* **YOUR OBJECTIVE**: Reproduce the data below verbatim from the line containing "### 6. Guild List Packet Handlers" through its final line, and produce nothing more.

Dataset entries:
+ + +

PR #863, opened 2026-08-03
Define and validate Castle Siege network packets

Zylkien:
## Summary

- Add the complete Castle Siege server-to-client packet definitions.
- Validate the existing client-to-server packets against the current MuMain client.
- Correct the Castle Gate operation field semantics from `CloseState` to `IsOpen`.
- Define the Alliance removal guild name as a fixed 8-byte string.
- Regenerate the packet structs, reference structs, connection extensions, tests, indexes, and packet documentation.
- Add protocol conformance tests covering packet headers, codes, lengths, offsets, endianness, fixed strings, and variable-length structures.

## Protocol validation

The packet layouts were checked against the current MuMain client structures, dispatch logic, and generated sending bindings:

- [WSclient.h](https://github.com/sven-n/MuMain/blob/main/src/source/Network/Server/WSclient.h)
- [WSclient.cpp](https://github.com/sven-n/MuMain/blob/main/src/source/Network/Server/WSclient.cpp)

Where the draft issue description and the current client differ, the definitions follow the actual MuMain wire layout. Notable examples include:

- `B2:02` contains the Castle Siege give-up state.
- `B2:07` includes the requested upgrade value.
- `B9:05` sends the hunting-zone entrance money.
- NPC repair responses contain current and maximum HP.
- Minimap player and NPC positions use the `C2-B6` and `C2-BB` packets.
- Life Stone build progress uses `B9:01` with the NPC index and build time.

The Guild Alliance definitions already present on `master` were also validated. The Alliance removal request was corrected so `GuildName` is explicitly defined as the fixed 8-byte field consumed by MuMain.

## Testing

- Packet generator completed successfully.
- Packet test project builds successfully.
- 576 packet tests pass.
- Generated output was reviewed.
- `git diff --check` passes.
- No project-specific code or configuration is included.

Closes #731

PR #868, opened 2026-08-07
Implement Castle Siege guild selection and participant tracking

### LINKED ISSUE #724: Castle Siege Guild Selection & Participant Tracking
## Summary

Implement the guild selection algorithm (run during the `Notify` state) that ranks registered guilds and assigns attacking sides, and the participant tracking system that records battle participation for rewards.

## Prerequisites

- #722 (State Machine) — for `CastleSiegeContext` and `Notify` state enter handler.
- #723 (Registration) — for `CastleSiegeGuildRegistration` data.
- #720 (Guild Alliance) — for `IGuildServer.GetAllianceGuildsAsync`.

### 1. Guild Selection Algorithm — **New file: `GameLogic/CastleSiege/CastleSiegeGuildSelector.cs`**

Called from `CastleSiegePlugIn.OnEnterStateAsync(Notify)`.

**Steps:**
1. Query all registered guilds from `CastleSiegeContext.RegisteredGuilds`.
2. Filter: `Marks > 0 AND memberCount > 0`.
3. For each guild, compute:
   - `memberCount` = total guild members (from `IGuildServer.GetGuildListAsync`).
   - `combinedLevel` = guild master's level + master level (may need to be stored at registration time or queried).
   - `score = (Marks * 5) + memberCount + (combinedLevel / 4)`.
4. Sort descending by `(score, registrationOrder)` — higher score first; earlier registration wins ties.
   - The composite sort uses `totalScore = ((long)(uint)transformedRegisterId) | (((long)(uint)transformedScore) << 32)` where `transformedRegisterId = 0x100000 - registrationOrder` (earlier = higher).
5. Top N guilds (from `Configuration.MaxAttackingGuilds`, default 3) become `Attack1`, `Attack2`, `Attack3`.
6. If the castle is occupied (`SiegeData.IsOccupied`), the owner guild becomes `Defense`.
7. For each selected guild, query all alliance member guilds via `IGuildServer.GetAllianceGuildsAsync` and add them all to `FinalGuildList` with the same side.
8. Save the final guild list to the database (clear and re-insert `castle_siege_guild` equivalent).

### 2. Join Side Assignment — method on `CastleSiegeContext`

`SetPlayerJoinSideAsync(bool killLifeStones)`:

1. Iterate all online players in the Castle Siege map (obtained from the `GameMap`).
2. For each player:
   - If not in a guild → `CastleSiegeJoinSide.None`.
   - Otherwise, look up guild in `FinalGuildList` (by runtime uint guild ID).
   - Assign `CastleSiegeJoinSide` and store on a per-player tracking mechanism.
   - Send `CastleSiegeJoinSideNotification` packet.
   - Apply the corresponding magic effect/buff (`BUFF_CASTLE_SIEGE_DEFENSE`, `BUFF_CASTLE_SIEGE_ATTACK_1`, etc.).
3. If `killLifeStones` is true, destroy all active Life Stones (Phase 9).

**Called from:**
- `Ready` state enter (initial assignment).
- Every 5 seconds during `Start` state (for newly joined players).
- On castle capture / side swap.

### 3. Player Join Side Storage

Need a way to track each player's current join side. Options:
- Add a `CastleSiegeJoinSide` property to `Player` (simplest, though couples the concept).
- Use a `ConcurrentDictionary<Player, CastleSiegeJoinSide>` on `CastleSiegeContext`.

Recommendation: Use the context-based dictionary, queried via `CastleSiegeContext.GetPlayerJoinSide(Player)`.

### 4. Participant Tracking — **New file: `GameLogic/CastleSiege/CastleSiegeParticipantTracker.cs`**

During `Start` state, called every 5 seconds:

1. Iterate all characters in the CS map who belong to a participating guild.
2. For each, add/update in `CastleSiegeContext.ParticipantTracking`:
   - Increment `Seconds` by 5.

### 5. Post-Battle Rewards — method on `CastleSiegeContext` or a helper

Called from `CastleSiegePlugIn.OnEnterStateAsync(End)`:

1. Iterate all participants.
2. If `Seconds >= Configuration.ParticipantRewardMinSeconds`:
   - If player is online: send reward item to their Gremory Case / inventory.
   - If offline: insert a `PendingReward` record for later retrieval.
3. Award guild score: castle owner guild gets `GuildScoreCastleSiege` points via `IGuildServer.IncreaseGuildScoreAsync`.
4. Alliance member guilds get `GuildScoreCastleSiegeMembers` points each.

### 6. Guild List Packet Handlers

For the client to view the final guild list and registered guild list:

- **`CastleSiegeGuildListHandlerPlugIn`** — handles `C1-B5` (CastleOwnerListRequest). Returns the final participating guild list.
- **`CastleSiegeRegisteredGuildListHandlerPlugIn`** — handles `C1-B4`. Returns all registered guilds.

### 7. View Interfaces & Remote Views

- `ICastleSiegeJoinSidePlugIn` — sends join side notification.
- `ICastleSiegeGuildListPlugIn` — sends the final guild list.
- `ICastleSiegeRegisteredGuildListPlugIn` — sends registered guild list.

## Files to Create

| File | Description |
|------|-------------|
| `GameLogic/CastleSiege/CastleSiegeGuildSelector.cs` | Guild selection and scoring algorithm |
| `GameLogic/CastleSiege/CastleSiegeParticipantTracker.cs` | Battle participation tracking |
| `GameLogic/Views/CastleSiege/ICastleSiegeJoinSidePlugIn.cs` | View interface for join side |
| `GameLogic/Views/CastleSiege/ICastleSiegeGuildListPlugIn.cs` | View interface for guild list |
| `GameLogic/Views/CastleSiege/ICastleSiegeRegisteredGuildListPlugIn.cs` | View interface for registered list |
| `GameServer/MessageHandler/CastleSiege/CastleSiegeGuildListHandlerPlugIn.cs` | Packet handler |
| `GameServer/MessageHandler/CastleSiege/CastleSiegeRegisteredGuildListHandlerPlugIn.cs` | Packet handler |
| `GameServer/RemoteView/CastleSiege/CastleSiegeJoinSidePlugIn.cs` | Remote view |
| `GameServer/RemoteView/CastleSiege/CastleSiegeGuildListPlugIn.cs` | Remote view |
| `GameServer/RemoteView/CastleSiege/CastleSiegeRegisteredGuildListPlugIn.cs` | Remote view |

## Acceptance Criteria

- [ ] Guild selection correctly computes scores: `(marks * 5) + members + (level / 4)`.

+ + +

* **EXERCISE ANSWER**:
### 6. Guild List Packet Handlers

For the client to view the final guild list and registered guild list:

- **`CastleSiegeGuildListHandlerPlugIn`** — handles `C1-B5` (CastleOwnerListRequest). Returns the final participating guild list.
- **`CastleSiegeRegisteredGuildListHandlerPlugIn`** — handles `C1-B4`. Returns all registered guilds.

### 7. View Interfaces & Remote Views

- `ICastleSiegeJoinSidePlugIn` — sends join side notification.
- `ICastleSiegeGuildListPlugIn` — sends the final guild list.
- `ICastleSiegeRegisteredGuildListPlugIn` — sends registered guild list.

## Files to Create

| File | Description |
|------|-------------|
| `GameLogic/CastleSiege/CastleSiegeGuildSelector.cs` | Guild selection and scoring algorithm |
| `GameLogic/CastleSiege/CastleSiegeParticipantTracker.cs` | Battle participation tracking |
| `GameLogic/Views/CastleSiege/ICastleSiegeJoinSidePlugIn.cs` | View interface for join side |
| `GameLogic/Views/CastleSiege/ICastleSiegeGuildListPlugIn.cs` | View interface for guild list |
| `GameLogic/Views/CastleSiege/ICastleSiegeRegisteredGuildListPlugIn.cs` | View interface for registered list |
| `GameServer/MessageHandler/CastleSiege/CastleSiegeGuildListHandlerPlugIn.cs` | Packet handler |
| `GameServer/MessageHandler/CastleSiege/CastleSiegeRegisteredGuildListHandlerPlugIn.cs` | Packet handler |
| `GameServer/RemoteView/CastleSiege/CastleSiegeJoinSidePlugIn.cs` | Remote view |
| `GameServer/RemoteView/CastleSiege/CastleSiegeGuildListPlugIn.cs` | Remote view |
| `GameServer/RemoteView/CastleSiege/CastleSiegeRegisteredGuildListPlugIn.cs` | Remote view |

## Acceptance Criteria

- [ ] Guild selection correctly computes scores: `(marks * 5) + members + (level / 4)`.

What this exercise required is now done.